Es fällt schwer, etwas so Zeitraubendes, Anstrengendes, Schmerzhaftes vor anderen zu rechtfertigen, wenn man damit nicht einmal Erfolg hat. Und Erfolg, daß heißt natürlich: Sieg. Am besten, man verdient sein Geld damit, dann braucht man gar nichts weiter zu begründen. Geld ist die Begründung für alles, die beste Erklärung für vieles, und für manches die einzige, die verstanden wird. Außer der Gesundheit natürlich. Ich muß ja laufen, ich lebe davon. Ich muß laufen, der Arzt hat es angeordnet. Ach so, ja dann! Dafür müßte man dann nicht einmal Erfolg haben. Ja, man dürfte sogar jammern und würde noch bemitleidet. Also wieder eine dieser Tätigkeiten, vom Klavierspielen übers Schreiben bis zum Malkurs an der Volkshochschule: Ich tu’s ja nur für mich, einfach so, ohne Anspruch. Ich finde das, ehrlich gesagt, lächerlich. Warum sollte ich etwas ohne Anspruch tun? Warum sollte ich beim Mittelmäßigen stehenbleiben?

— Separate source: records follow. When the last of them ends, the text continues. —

PR #73, opened 2024-01-16
Issue 32 Resolution - Range to Distance switch

ehariton:
### Summary

`Dynamic.Mission.RANGE` was removed and replaced with `Dynamic.Mission.DISTANCE`.

To implement this, some additional names were replaced:

- `initial_range` -> `initial_distance`
- `states:range` -> `states:distance`
- `_Dynamic.Mission` was removed from all files and longer but easier to find names were introduced.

Und so blicke ich auf von mir so genannte Spaß- oder Freizeitläufer verächtlich herab. Auf Schönwetterläufer, auf Einfach-nur-so-Sportler. Auf stöckeschwingende Spaziergänger, die eine ganz normale Hunderunde zum Walking veredeln. Bluthochdruck kriege ich auch angesichts von Schönwetterschwimmern, die bei Sonnenschein in eitlem Zeitvertreib vor sich hin dümpelnd das Becken bevölkern, während ich, verdammt, Sport machen will. Freie Bahn gefälligst, für Leute, die es ernst meinen. Und da sind wir schon wieder beim Ernst.
Ich spiele nicht. Nie. Was immer ich anfange, tue ich in vollem Ernst. Das ist, wenn Erfolge ausbleiben, schwierig zu vermitteln. Man gerät in Rechtfertigungszwänge, wenn man der Freundin absagt, weil man lieber laufen will. Oder wenn mehrere Stunden des gemeinsamen Wochenendes mit Laufen belegt sind. Wie vermittelt man den erfolglosen Ernst, mit dem man sich dem Laufen widmet? Wie erklärt man ihn Menschen, für die diese Tätigkeit allenfalls unter der Aussicht echten Erfolges, unter der Aussicht des Sieges also, Sinn hätte?
Genauso ist es mit dem Schreiben. Ich schreibe nicht „nur für mich“ oder „einfach nur so“, das Schreiben ist mir bitterer Ernst, Lebensernst. Auch ohne Erfolg ist es mir ernst. Ich ziehe mich nicht, wie die Volkshochschulbesucher, darauf zurück, gar keinen Erfolg anzustreben, im Gegenteil. Keinen Erfolg haben zu wollen, würde bedeuten, es nicht ernst zu meinen. Von außen betrachtet, aus der Sicht derer, die seit Jahren darauf warten, daß da mal was herauskommt bei meiner Schreiberei, ist dieser Ernst völlig unangebracht, die Mühe verschwendet. Ich verrenne mich. Ich jage einem Phantom hinterher. Es gehört nicht mehr zu den allgemein gebilligten Lebenshaltungen, sich für etwas Unerreichbares aufzureiben. Man sucht sich nicht etwas, womit man Erfolg haben will, sondern das, womit man wahrscheinlich Erfolg haben wird. Ein gelingendes Leben bemißt sich heute nur am meßbaren Erfolg. An Studienabschlüssen, an sogenannten Jobs, an Publikationen. Am Einkommen, natürlich, an der Quadratmeterzahl der Doppelhaushälfte. Ich finde das lächerlich, aber für die meisten dürfte ich der Fuchs sein, dem die Trauben zu sauer sind. Mein Lebenserfolg bemißt sich ausschließlich an dem Ernst, mit dem ich dranbleibe. Am Schreiben, am Laufen. Man darf, nein, man muß fragen, warum gerade diese? Erfolglos könntest du mit so vielem anderen auch sein. Warum spielst du nicht Schach? Oder studierst im hunderddrölfzigsten Semester Mathematik, ohne jede Aussicht, jemals den Abschluß zu schaffen? Du könntest auch ein erfolgloser Eiskunstläufer sein, scheitere doch dort mal, das ist mal was anderes.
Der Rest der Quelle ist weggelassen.